Το βήμα τελειώνει όταν λήγει το χρονοδιακόπτη.
Το βήμα τελειώνει όταν το χρονοδιακόπτη φτανει μηδέν.

In particular, I'm curious to know whether in Greek a "timer" can "expire" (e.g. first attempt), and if not, how else one might write the sentence (e.g. second attempt).

Thanks!

brian


----------



## Vagabond

Well, as far as the timer is concerned, I would say «όταν σταματήσει ο χρονοδιακόπτης». «Λήγει» kind of gives the impression that it's gone bad and should be thrown away 

I'm a bit troubled by the rest; though I can't pinpoint anything wrong about it, it sounds a bit unnatural to me (or maybe it's the lack of sleep ). I think it would sound more natural if you went for «Το βήμα ολοκληρώνεται». 

But wait for someone more alert than myself to give it a shot!


----------



## brian

Actually you've been very helpful.  As a sort of linguistic test, I'm translating this sentence into various languages, and it turns out that so far a "timer" cannot really "expire" in the other target languages. The equivalent word for "expire" is used more with food or passports/licenses. Is that how «λήγει» is used? And how would you say, for example, "Time has expired" or "Time is up"?

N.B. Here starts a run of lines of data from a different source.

PR #382, opened 2024-12-18
Cog 650 replace pylint

dexters1:
- add check for ruff formatting
- add check for ruff linting
- add git hook for ruff ( run locally: `pre-commit install` to add git hook for ruff. Make sure to run poetry install beforehand to install pre-commit )

- Run `ruff check` to lint code in local
- Run `ruff format` to format code in local

## Summary by CodeRabbit

- **New Features**
	- Introduced new GitHub Actions workflows for code formatting and linting using Ruff.
	- Added pre-commit hooks for enhancing code quality and consistency.
  
- **Dependencies**
	- Added `pre-commit` as a new dependency for the project.
  
- **Configuration**
	- Updated linting rules and configurations for Ruff in the project settings, including new ignore rules.


.github/workflows/ruff_format.yaml
```diff
@@ -0,0 +1,11 @@
+name: ruff format
```
borisarzentar, line 1: I don't think we want to format the code with ruff in pull request. Linting should happen and notify developer if errors are there. Developers should fix those themselves.

dexters1: This is not formatting code in the PR itself, just checking if it is formatted properly.

I've added a git hook which should be installed to verify this as well, would be good to keep the code formatted uniformly in the future.

dexters1: if a developer disagrees with the proposed formatting he can add format suppression as described here:

https://docs.astral.sh/ruff/formatter/#format-suppression

PR #401, opened 2024-12-30
feat: adding ruff, visualization, and fixing ollama

Vasilije1990:
## Summary by CodeRabbit

- **New Features**
	- Enhanced graph visualization capabilities with new functions for styling, rendering, and logo embedding
	- Added advanced graph manipulation utilities for serialization and layout generation
	- Introduced network visualization with customizable node colors and centrality measures


pyproject.toml
```diff
@@ -18,24 +18,24 @@ classifiers = [
 ]
 
 [tool.poetry.dependencies]
-python = ">=3.9.0,<3.12"
-openai = "1.52.0"
+python = ">=3.10.0,<3.12"
```
dexters1, line 21: Did we intentionally raise minimum python version to 3.10? Should we enable the usage of python 3.12 if compatible?

Vasilije1990: Yes, bokeh is not supported for 3.9

Vasilije1990: 3.12 can work, need to find which lib is causing segmentation fault now

dexters1: It doesn't cause a segmentation fault for me when running locally on 3.12 with poetry version 1.8.5

Vasilije1990: Neither does it for me. But actions seem to fail

dexters1 (approved):

PR #415, opened 2025-01-07
fix: Fixes duplicated edges in cognify by limiting the recursion dept…

hajdul88:
…h in add datapoints

## Summary by CodeRabbit

- **New Features**
  - Added an optional `only_root` parameter to control data point processing behavior across multiple functions
  - Enhanced graph model generation with more flexible node and edge handling

- **Refactor**
  - Updated method signatures in data processing pipeline to support more granular control of data point inclusion

### DIFF
--- a/cognee/api/v1/cognify/cognify_v2.py
+++ b/cognee/api/v1/cognify/cognify_v2.py
@@ -94,7 +94,7 @@ async def run_cognify_pipeline(dataset: Dataset, user: User, graph_model: BaseMo
                 summarization_model = cognee_config.summarization_model,
                 task_config = { "batch_size": 10 }
             ),
-            Task(add_data_points, task_config = { "batch_size": 10 }),
+            Task(add_data_points, only_root = True, task_config = { "batch_size": 10 }),
         ]
 
         pipeline = run_tasks(tasks, data_documents, "cognify_pipeline")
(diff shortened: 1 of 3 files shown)


Vasilije1990 (commented):
@hajdul88 adding a boolean seems a bit hacky. Should it not work on any depth and the problem be solved generally instead of limiting recursion?

hajdul88:
> @hajdul88 adding a boolean seems a bit hacky. Should it not work on any depth and the problem be solved generally instead of limiting recursion?

Let's discuss this tomorrow. The main problem is that when we create the chunk descriptions, the whole nested structure (which was already added to the graph db) is added to the TextSummary. Since we use the same add_datapoint to add summaries, it extracts the subgraphs from the DocumentChunks and adds them again. The add datapoints is therefore used twice on the same structure.

There are multiple ways to solve this:

1. We add everything at the end, but then we have to have everything as a nested object passed through the whole pipeline (some edges are not added to the document chunks). I think it's not a good solution and also increases the mass we have to drag til the end of the pipeline. Also some edges only exist in a previous step but are not the part of the nested structure.
2. We introduce two ways to use the get graph from model method. First, when we don't limit the recursion, we add the whole nested structure, and second, when we limit the recursion and add only one layer. In this way we can use it to add the entire structure or just one layer.
3. We implement a new get graph from model that only adds one layer, but then its gonna be exactly the same. I think we need the functionality of adding only the outer layer from the nested objects.

Vasilije1990 (approved):

PR #418, opened 2025-01-08
Feat/cog 946 abstract eval dataset

alekszievr:
QA eval dataset as argument, with hotpot and 2wikimultihop as options. Json schema validation for datasets.

## Summary by CodeRabbit

- **New Features**
	- Enhanced evaluation script to support multiple QA datasets
	- Added dynamic dataset selection through command-line arguments
	- Implemented dataset download and loading mechanisms

- **Improvements**
	- Generalized evaluation function to work with different question-answering datasets
	- Improved dataset handling with metadata and validation


evals/qa_dataset_utils.py
```diff
@@ -0,0 +1,74 @@
+from cognee.root_dir import get_absolute_path
+import json
+import wget
```
lxobr, line 3: `wget` is not in `pyproject.toml`. Also, it's a package that has not been maintained since 2015.  Maybe we can use the built in `requests.get` instead of `wget.download`?

lxobr (commented):
Nice work!

lxobr (approved):

PR #442, opened 2025-01-15
COG-989 feat: make tasks a configurable argument in the cognify function

lxobr:
## Summary by CodeRabbit

- **New Features**
  - Enhanced `cognify` function with optional custom task list support.
  - Added ability to specify and validate custom tasks during data processing.
  - Introduced default task generation mechanism when no tasks are provided.

- **Improvements**
  - Updated function signatures to provide more flexibility in task management.
  - Improved error handling and telemetry for task creation.

### DIFF
--- a/cognee/api/v1/cognify/cognify_v2.py
+++ b/cognee/api/v1/cognify/cognify_v2.py
@@ -160,6 +160,7 @@ async def get_default_tasks(
                 summarization_model=cognee_config.summarization_model,
                 task_config={"batch_size": 10},
             ),
+            Task(add_data_points, only_root=True, task_config={"batch_size": 10}),
         ]
     except Exception as error:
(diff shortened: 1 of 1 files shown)


cognee/api/v1/cognify/cognify_v2.py
```diff
@@ -55,18 +56,19 @@ async def cognify(
 
     awaitables = []
 
+    if tasks is None:
```
hajdul88, line 59: I wouldn't necessarily do this;, it seems we are just outsourcing the pipeline into a function. I think it was good and clean as it was before and this can also cause misunderstanding and an added layer of complexity for the users and to the examples we have. But It's just my opinion, maybe I am not right.

hajdul88: After getting the context, now I understand and agree with Lazar.

borisarzentar (approved):

PR #480, opened 2025-01-28
Cog 1055 node extraction task

lxobr:
## Description

- Created a node extraction tasks that performs multiple rounds of extractions
- Created a corresponding prompt
- Included a simplified version of the cognifypipeline to test integration

## DCO Affirmation


cognee/modules/data/extraction/knowledge_graph/extract_content_graph.py
```diff
@@ -13,3 +14,36 @@ async def extract_content_graph(content: str, response_model: Type[BaseModel]):
...
+    existing_names = set()  # Track existing entity names in lowercase
+
+    for round_num in range(n_rounds):
+        context = {
+            "previous_entities": all_entities,
+            "round_number": round_num + 1,
+            "total_rounds": n_rounds,
+        }
+
+        system_prompt = render_prompt("extract_graph_nodes_prompt.txt", context)
```
alekszievr, line 38: The context is not being rendered into the prompt because the prompt is missing the fields where the context should be added, e.g. `{{ all_entities }}`. 

See cognee/infrastructure/llm/prompts/context_for_question.txt for reference.

alekszievr: I would render both the content and the context into user prompt ("text_input") rather than system prompt.

alekszievr:
This is out of this PR's diff range, but in extract_content_graph.py in extract_content_graph()
instead of 
`system_prompt = render_prompt("generate_graph_prompt.txt", {})`
we should use
`system_prompt = read_query_prompt("generate_graph_prompt.txt")`

cognee/tasks/graph/extract_nodes_from_data.py
```diff
@@ -0,0 +1,27 @@
...
+    """Extracts and integrates entities from document chunks using multi-round entity extraction."""
+    chunk_entities = await asyncio.gather(
+        *[extract_content_nodes(chunk.text, n_rounds) for chunk in data_chunks]
+    )
+
+    # Update chunks with their entities and collect all entities for storage
+    all_entities = []
+    for chunk, entities in zip(data_chunks, chunk_entities):
+        chunk.contains = entities
+        all_entities.extend(entities)
```
borisarzentar, line 25: Why do we have this `all_entities` array?

lxobr: Good catch. It's a leftover from another thing I tried. Will remove it.

cognee/modules/data/extraction/knowledge_graph/extract_content_graph.py
lxobr: Thanks, this was very useful! I improved it.

alekszievr:
> This is out of this PR's diff range, but in extract_content_graph.py in extract_content_graph() instead of `system_prompt = render_prompt("generate_graph_prompt.txt", {})` we should use `system_prompt = read_query_prompt("generate_graph_prompt.txt")`

what about this, @lxobr ?

lxobr:
@alekszievr, makes sense to me. As it is part of the core functionality, I would prefer for @borisarzentar to decide whether to do it here or elsewhere.

alekszievr (approved):

PR #481, opened 2025-01-28
Feat: add number of tokens and descriptive graph metrics to metric table [COG-1132]

alekszievr:
In this PR, num_nodes and num_edges are calculated only as a placeholder for all the descriptive metrics which are coming in another PR.

## DCO Affirmation

## Summary by CodeRabbit

- **New Features**
	- Added a new task to store descriptive metrics for data points.
	- Introduced functions to fetch token counts and calculate graph metrics.

- **Improvements**
	- Enhanced data model flexibility by allowing nullable metric fields.
	- Updated database schema to support more dynamic metric storage.
	- Expanded data tracking capabilities with new metric calculation methods.


alekszievr:
image

cognee/tasks/storage/descriptive_metrics.py
```diff
@@ -0,0 +1,46 @@
...
+    """
+    Fetches and sums token counts from the database.
+
+    Returns:
+        int: The total number of tokens across all documents.
+    """
+
+    async with db_engine.get_async_session() as session:
+        document_data_points = await session.execute(select(Data))
+        token_count_sum = sum(document.token_count for document in document_data_points.scalars())
```
borisarzentar, line 21: We can do sum in `sql` as well and return just that number instead of all Data objects.

cognee/tasks/storage/descriptive_metrics.py
```diff
@@ -0,0 +1,46 @@
...
+async def calculate_graph_metrics(graph_data):
+    nodes, edges = graph_data
+    graph_metrics = {
+        "num_nodes": len(nodes),
+        "num_edges": len(edges),
+    }
+    return graph_metrics
+
+
+async def store_descriptive_metrics(data_points: list[DataPoint]):
```
borisarzentar, line 35: Should we get metrics only for the documents that were processed?

cognee/modules/data/models/MetricData.py
```diff
@@ -1,6 +1,6 @@
 from datetime import datetime, timezone
```
borisarzentar, line 1: Name of the file is `MetricData` and name of the class inside is `GraphMetricData`, not aligned.
Please either rename the class or the file. And since we store metrics, let's make it plural, like `GraphMetrics`.

cognee/tasks/storage/descriptive_metrics.py
```diff
@@ -0,0 +1,46 @@
...
+    graph_engine = await get_graph_engine()
+    graph_data = await graph_engine.get_graph_data()
+
+    token_count_sum = await fetch_token_count(db_engine)
+    graph_metrics = await calculate_graph_metrics(graph_data)
+
+    table_name = "graph_metric_table"
+    metrics_dict = {"id": uuid.uuid4(), "num_tokens": token_count_sum} | graph_metrics
+
+    await db_engine.insert_data(table_name, metrics_dict)
```
borisarzentar, line 46: It's always good to return `data_points` at the end of the task, in case someone puts another task after this.

borisarzentar (changes requested):

cognee/tasks/storage/descriptive_metrics.py
alekszievr: done!

cognee/tasks/storage/descriptive_metrics.py
alekszievr: No, we will get graph metrics as well (e.g. number of nodes and edges, mean degree, etc.) 
Maybe I don't understand the question here

cognee/modules/data/models/MetricData.py
alekszievr: done

cognee/tasks/storage/descriptive_metrics.py
alekszievr: fixed

lxobr (approved):

PR #504, opened 2025-02-06
Comment out the postgres configuration from docker-compose.yml

soekja:
## Description
Comment out the postgres configuration from docker-compose.yml.  I think leaving postgres details commented is better than removing them entirely. This keeps simple optionality visible for newcomers.

## DCO Affirmation

## Summary by CodeRabbit

- Chores  
  - Improved service configuration by standardizing resource allocation settings.  
  - Temporarily deactivated a non-essential database service along with its related storage setup, while keeping reactivation instructions for future needs.


dexters1:
I wouldn't comment out postgres from docker compose since we use it all the time, you can run docker compose with specifying only the containers you need if you don't need postgres.

soekja:
I understand you guys are using postgres, but I was approaching this from the perspective of the experience of new community members who may not have docker experience or technical background. In that frame of mind, default should enable smoothest onboarding in the SQLite-NetworkX-LanceDB scenario, hence leaving *postgress details visible but commented.

Vasilije1990 (approved):

PR #519, opened 2025-02-10
feat: eval with modal cognify25q1 [COG-1184]

lxobr:
## Description
- Implemented minimal functionality to run QA evaluations in parallel using Modal.
- Refactored parts of the existing evaluation framework to expose functionality for parallel execution.

## DCO Affirmation


cognee/tasks/graph/extract_graph_from_data_chunks.py
```diff
@@ -0,0 +1,50 @@
...
+    data_chunks: List[DocumentChunk], n_rounds: int = 1
+) -> List[DocumentChunk]:
+    """Extract and update graph data from document chunks in multiple steps."""
+    chunk_nodes = await asyncio.gather(
+        *[extract_nodes(chunk.text, n_rounds) for chunk in data_chunks]
+    )
+
+    chunk_results = await asyncio.gather(
+        *[
+            extract_content_nodes_and_relationship_names(chunk.text, nodes, n_rounds)
```
hajdul88, line 25: Why do we separate relationship name extractrion from  edge triplet extraction?

cognee/tasks/graph/extract_graph_from_data_chunks.py
```diff
@@ -0,0 +1,50 @@
...
+from cognee.tasks.storage import add_data_points
+from cognee.tasks.graph.extract.extract_nodes import extract_nodes
+from cognee.tasks.graph.extract.extract_relationship_names import (
+    extract_content_nodes_and_relationship_names,
+)
+from cognee.tasks.graph.extract.extract_edge_triplets import extract_edge_triplets
+
+
+async def extract_graph_from_data_chunks(
+    data_chunks: List[DocumentChunk], n_rounds: int = 1
```
hajdul88, line 16: Here n_rounds is 1 but then the initial value in the extract tasks is 2. What's the golden rule for this parameter based on your experience?

evals/eval_on_hotpot.py
```diff
@@ -117,19 +148,21 @@ async def eval_on_QA_dataset(
...
         promptfoo_results = await eval_metrics["promptfoo_metrics"].measure(
             instances, context_provider, contexts_filename
         )
     else:
         promptfoo_results = {}
 
-    answers_filename = out_path / Path(
-        f"answers_{dataset_name_or_filename.split('.')[0]}_{context_provider_name}.json"
-    )
+    # answers_filename = out_path / Path(
```
hajdul88, line 162: This remained here

hajdul88 (commented):
In general, I didn't run the code I have just some comments in general:

- I think I understand what it does, but I can't decide whether if its better than cognify so it would be nice to see quality and running time comparisons. 

- I imagine this as a parallel direction next to cognify so I wouldn't replace it even if its working better for now, because this pipeline limits the future flexibility of the graph creation. The way we build the graph here is a few shot learning based version focusing on prompting the extraction in different rounds. I imagine this as an additional direction that we explore parallel to the one we have. And yes its possible that this is gonna be the best, I would just want to keep cognify as a baseline to go to different directions from there for now.

Additional:
This PR also changes a lot in the old eval, do we want to keep that? For me it seems its the merge of two topics, eval and the new 25q1 pipeline.

lxobr:
@hajdul88 - Great comments! I agree with most. Indeed, this is just an experimental exploration at this point, which is why we are merging to a separate branch. Once we see the effect on the metrics we can see what we do with all of this work.

This is really exactly few-shot-learning based (we are not giving it any, nor few, reference examples), but definitely multiple round extraction.

The question about changes in the old eval approach is fair. I think it should be part of the wider conversation about what the status of the old eval code is. I think it is ripe for reorganization and/or removal.

cognee/infrastructure/llm/prompts/answer_hotpot_using_cognee_search.txt
```diff
@@ -1,2 +1,9 @@
...
\ No newline at end of file
+You are a highly optimized question-answering system that extracts only the most essential information from the provided context.
+
+Rules:
+	•	Minimize words – Use as few as possible
+	•	Yes/no questions → Answer with only “yes” or “no”
+	•	What/Who/Where questions → Answer with a single word or phrase (no full sentences).
+	•	When questions → Give only the relevant date, time, or period.
+	•	How/Why questions → Answer with the shortest possible phrase.
+	•   No punctuation, just the answer, preferably in dry, concise lowercase
```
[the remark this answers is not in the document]
lxobr: Noted, will fix it.

evals/qa_context_provider_utils.py
```diff
@@ -127,6 +138,18 @@ async def get_context_with_brute_force_triplet_search(instance: dict) -> str:
...
 
+async def get_cognee_25q1_context(instance):
+    return await get_context_with_cognee(instance, task_getter=get_25q1_tasks)
+
+
+async def get_simple_rag_25q1_context(instance):
+    return await get_context_with_simple_rag(instance, task_getter=get_25q1_tasks)
+
+
+async def get_brute_force_25q1_context(instance):
```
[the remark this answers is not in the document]
lxobr: In order to test the graph improvements and calculate metrics for both new and old approach in one go, I need to call both "old" and "new" cognify with different pipelines and different metrics. I can call with `partial`, but it seems to me some wrapping needs to happen somewhere. Am I missing something?

evals/run_hotpotqa_evals_on_instance_ids.py
```diff
@@ -0,0 +1,76 @@
...
+        result_metrics = await calculate_eval_metrics(instances, answers, eval_metrics)
+        results[rag_option] = result_metrics | {"answers": answers}
+
+    return {"instance_ids": paramset["hotpotqa_instance_ids"], "results": results}
+
+
+async def main():
+    paramset = {
+        "dataset": ["hotpotqa"],
+        "rag_option": ["cognee_25q1", "brute_force_25q1"],
```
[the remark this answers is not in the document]
lxobr: Absolutely! Good point, will iterate on this.

cognee/tasks/graph/extract_graph_from_data_chunks.py
lxobr: As this is all highly experimental, I did... well.. experiment... with different values. I will default to the general spirit of my comments: we will see what makes sense after some more testing.

cognee/tasks/graph/extract_graph_from_data_chunks.py
lxobr: Analogous to how it could make sense to separate entity type extraction from entity extraction, I decided to explore separating relationship name extraction (what type of edges do we allow) from the extraction of triplets themselves. Seemed promising, actually, will iterate on this depending on the results of metrics.

evals/qa_context_provider_utils.py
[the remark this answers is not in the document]
hajdul88: I thought it could be separated because 25q1 only contains changes in the graph creation but not in retrieval. It is not important, and it's the old eval anyhow.

cognee/tasks/graph/extract_graph_from_data_chunks.py
hajdul88: We discussed this and agree, good idea.

PR #528, opened 2025-02-12
feat: Update parameters in search API route to match search function parameters order

soekja:
## Description

**Updated handling of SearchType through the chain:**
Router receives JSON with  searchType  Enum, example: "searchType": "CHUNKS"
FastAPI converts to SearchType enum via SearchPayloadDTO
search_v2.py expects SearchType enum
search.py takes SearchType enum and extracts value
log_query.py takes string value
Query model stores string in database

**get_search_router.py**

Matched the exact field name from JSON payload searchType instead of search_type in the SearchPayloadDTO class.
Changed cognee_search() params to use payload.query and payload.searchType

**search.py**
Changed query_type to SearchType
log_query to accept query_type.value parameter instead of str(query_type)

## DCO Affirmation

## Summary by CodeRabbit

- **Refactor**
  - Updated the search functionality to improve consistency and reliability.
  - Enhanced validation by switching to stricter search type checks, ensuring only valid search types are processed.
  - Maintained robust error handling for uninterrupted search operations.


cognee/api/v1/search/routers/get_search_router.py
```diff
@@ -10,7 +10,7 @@
 
 
 class SearchPayloadDTO(InDTO):
-    search_type: SearchType
+    searchType: SearchType
```
borisarzentar, line 13: `searchType` sent from the client is automatically converted to `search_type`, you can see that there is `alias_generator=to_camel` in `InDTO`, so this is not needed.

soekja: Thank you for pointing this out, I will make the necessary adjustments.

soekja: Refactor completed on latest commit.

Vasilije1990 (approved):

PR #530, opened 2025-02-13
Cognee gui

dexters1:
## Description
Add a simple GUI to add documents to Cognee and use GRAPH_COMPLETION search to get answers

## DCO Affirmation


pyproject.toml
```diff
@@ -84,6 +84,8 @@ tree-sitter = {version = "^0.24.0", optional = true}
 tree-sitter-python = {version = "^0.23.6", optional = true}
 plotly = {version = "^6.0.0", optional = true}
 gdown = {version = "^5.2.0", optional = true}
+pyside6 = "^6.8.2.1"
```
borisarzentar, line 87: Should we make it optional? For `gui` extra?

cognee-gui.py
```diff
@@ -0,0 +1,106 @@
...
+        # Disable the entire window
+        self.setEnabled(False)
+        try:
+            await cognee.add(self.selected_file)
+            await cognee.cognify()
+        except Exception as e:
+            QMessageBox.critical(self, "Error", f"File processing failed: {str(e)}")
+        # Once finished, re-enable the window
+        self.setEnabled(True)
+
```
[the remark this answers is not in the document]
borisarzentar: @dexters1 This is a good suggestion from coderabbit, to have some kind of feedback that stuff is happening in the background. Where does it get `loading_spinner` here?

borisarzentar (dismissed):

cognee-gui.py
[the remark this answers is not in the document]
dexters1: I can try to add some loading bar, for now I've disabled the whole GUI while it's processing as a sign it's working ( and to stop users from breaking cognee )

pyproject.toml
dexters1: Good question, I'll check the size of the dependency first if it's small I'd maybe like to keep it in the base so people can easily test the GUI ( or at least add a custom error to tell people how to install it if it's not installed )

dexters1: PySide6 is huge, I've just checked, so it has to be optional

borisarzentar (approved):

borisarzentar (approved):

Thanks again. I'll await others' opinions.


----------



## orthophron

Hi
With all respect to prevιοusly stated opinions, if I read a technical manual in order to understand the operation of the appliance involved, I 'd expect it to read: 
αυτή η φάση τελειώνει όταν μηδενιστεί ο μετρητής (I vote for it as I find it common in gr and ideal) OR αυτή η φάση τελειώνει όταν εκπνεύσει ο χρόνος του χρονοδιακόπτη;
which means : this phase ends when the timer reaches zero/ this phase ends when time of timer is up.
`εκπνεύσει` here can be replaced by `τελειώσει` OR `μηδενιστεί`

time is up = ο χρόνος τελείωσε/ έληξε/ εξέπνευσε BUT NOT ο χρόνος σταμάτησε.

All the best


----------



## ireney

Well orthophron, I like all your alternatives and "μηδενιστεί" what came to my mind when I first read the first post of the thread, but will all respect, ο χρόνος σταμάτησε may be wrong, but ο χρονοδιακόπτης σταμάτησε is. After all it is clear that Vagabond is talking about those knobs that you turn and then they slowly turn till they reach zero. For these kind of χρονοδιακόπτες, "σταματώ" is actually probably the best choice.


----------



## orthophron

Well ireney, the word "timer" reminds us of a clock (ρολόι) doesn't it? What do we mean in greek "το ρολόι σταμάτησε"? Mean that it stopped working (failed) of course. That's why I wanted to leave out the word "σταμάτησε" (=stopped). 
Besides, the timer may stop at mid-way for some reason... wrong settings maybe. This should not be considered by the clumsy oaf as the end of step; it must be made clear that the end of step is at zero point. So why not take the roundabout way? brian has already showed the way: "η φάση/το βήμα ολοκληρώνεται όταν ο χρονοδιακόπτης *φθάσει στο μηδέν*".


----------



## Vagabond

Not that I disagree (I don't), however the clock is not supposed to stop, so of course when it does, it means it broke down. Kind of a different case, though - the timer is supposed to stop eventually.

Oh, and of course you wouldn't say «ο χρόνος σταμάτησε», unless perhaps you were writing a novel or a poem.

I agree though that your suggestion «όταν ο χρονοδιακόπτης φθάσει στο μηδέν» is the best, because it applies both electronic and mechanical timers.


----------



## brian

Hi, thanks to everyone for the responses. 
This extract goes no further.